Ma c’è un’altra struttura altrettanto irraggiungibile e misteriosa che si trova a soli trenta chilometri da Teheran. È il complesso militare di Parchin. Qui, prima del 2003, l’Iran conduceva esperimenti con esplosivi nell'ambito del Piano Amad, il programma segreto che, secondo l’Aiea, puntava allo sviluppo di un ordigno nucleare. La struttura cruciale si chiama Taleghan 2: una camera cilindrica dove fu testato almeno una volta il “generatore di onde d’urto”, il meccanismo che in una bomba nucleare fa detonare simultaneamente la carica convenzionale attorno al nucleo fissile. Agli ispettori dell’Aiea non è mai stato permesso visitare l’edificio. Nell’ottobre 2024, Israele colpì l’area, ma le immagini satellitari mostrarono che la ricostruzione iniziò quasi immediatamente. E nei mesi successivi i satelliti documentarono le riparazioni per proteggere il sito: prima uno scheletro d’acciaio, poi un tetto metallico, poi una copertura parziale di cemento, e infine, nelle immagini del febbraio 2026, la struttura scompare completamente, sepolta da quello che l’Institute for the study of war (Isw) ha definito un «sarcofago di cemento» ricoperto di terra. Un bunker costruito sulle stesse fondamenta del vecchio laboratorio per test nucleari, reso invisibile ai satelliti e ai radar. Le cautele sono d'obbligo: l’Isw stesso precisa che «sono possibili molti altri scopi non nucleari», ma gli analisti si chiedono perché seppellire sotto cemento un impianto sullo stesso sito dove, vent’anni fa, si testava il meccanismo di innesco di una bomba atomica?

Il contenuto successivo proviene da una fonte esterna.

Issue #4071, opened 2017-09-18
[Accessibility] Search sources autocomplete functionality needs to be accessible


yzen:
Some background can be found [here]. Keyboard accessibility is pretty great, missing is the semantics:

- [ ] aria-autocomplete="list" must be used in the search [input field][if]
- [ ] aria-controls should be used in the search input to point to the result-list
- [ ] aria-expanded should be used appropriately when the results are shown/hidden
- [ ] result-list should be an aria-live="polite" so screen readers could be notified when new results are rendered
- [ ] result-list should have a role of ['listbox'][lb] and each individual result should have a role of 'option'.
- [ ] aria-activedescendant (set on the listbox) should be pointing to the ID of the currently highlighted result item.
- [ ] Ideally, for each result item the labeling should be as follows: aria-labelledby should be pointing to ".title" child and aria-describedby should be pointing to ".subttitle". This will require assigning ID's to each one of them. This will help with the unnecessary verbosity of each result item where the screen reader would not have to utter a complete path for each one of them.

[here]:  https://www.marcozehe.de/2014/03/11/easy-aria-tip-7-use-listbox-and-option-roles-when-constructing-autocomplete-lists/
[if]: https://www.w3.org/TR/wai-aria/states_and_properties#aria-autocomplete 
[lb]: https://www.w3.org/TR/wai-aria/roles#listbox

### Screenshot

![Screen Shot 2017-09-18 at 8.08.43 PM.png](https://shipusercontent.com/5f0c12dd786fa5deeec037101a48606a/Screen%20Shot%202017-09-18%20at%208.08.43%20PM.png)

yzen:
### aria-autocomplete="list" must be used in the search input field
```diff
diff --git a/src/components/shared/SearchInput.js b/src/components/shared/SearchInput.js
index b8966fa1..4dd1a66c 100644
--- a/src/components/shared/SearchInput.js
+++ b/src/components/shared/SearchInput.js
@@ -118,6 +118,7 @@ class SearchInput extends Component {
       onKeyUp,
       onFocus,
       onBlur,
+      "aria-autocomplete": "list",
       placeholder,
       value: query,
       spellCheck: false,
```

yzen:
[...]

PR #4760, opened 2017-11-21
Search sources autocomplete functionality is accessible (#4071)

davisv007:
Associated Issue: #4071

### Summary of Changes

- [x] aria-autocomplete="list" added in the search input field
- [x] aria-controls= ‘result-list’ added in the search input
- [x] aria-expanded added to show when the results are shown/hidden
- [x] aria-live="polite" added to result-list
- [x] result-list has a role of 'listbox' and each individual result has a role of 'option'.
- [x] aria-activedescendant points to the ID of the currently highlighted result item.
- [x]  aria-labelledby points to ".title" child and aria-describedby points to ".subttitle" using IDs.
 
### Test Plan

We used ChromeVox for Google Chrome as our screenreader. 

Example test plan:
1. Open TodoMVC example

From debugger:

2. Command-P opens the panel
3. type in ‘js’
4. you should here the first result’s filepath
5. you should be read the next items filepath as you scroll through the result list

### DIFF
--- a/src/components/shared/ResultList.js
+++ b/src/components/shared/ResultList.js
@@ -16,14 +16,16 @@ type Props = {
     item: any,
     index: number
   ) => void,
-  size: string
+  size: string,
+  role: string
 };
 
 export default class ResultList extends Component<Props> {
   displayName: "ResultList";
 
   static defaultProps = {
-    size: "small"
+    size: "small",
+    role: "listbox"
   };
 
   constructor(props: Props) {
@@ -38,6 +40,7 @@ export default class ResultList extends Component<Props> {
       key: `${item.id}${item.value}${index}`,
       ref: String(index),
       title: item.value,
+      role: "option",
       className: classnames("result-item", {
         selected: index === selected
       })
@@ -52,10 +55,10 @@ export default class ResultList extends Component<Props> {
   }
 
   render() {
-    const { size, items } = this.props;
+    const { size, items, role } = this.props;
 
     return (
-      <ul className={classnames("result-list", size)}>
+      <ul className={classnames("result-list", size)} role={role}>
         {items.map(this.renderListItem)}
       </ul>
     );
--- a/src/components/shared/ResultList.js
+++ b/src/components/shared/ResultList.js
@@ -58,7 +58,15 @@ export default class ResultList extends Component<Props> {
     const { size, items, role } = this.props;
 
     return (
-      <ul className={classnames("result-list", size)} role={role}>
+      <ul
+        className={classnames("result-list", size)}
+        role={role}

Le due vicende obbediscono a una logica coerente: portare il programma nucleare al di sotto della soglia di visibilità e vulnerabilità. È una lezione imparata da decenni di sanzioni e attacchi, che pone un paradosso irrisolvibile: l’Aiea non può verificare ciò che non riesce a vedere, e i bunker buster più potenti hanno un limite fisico. Se la bomba non può raggiungerli, rimane solo la diplomazia che per ora sembra anch'essa incapace di aprire quei tunnel.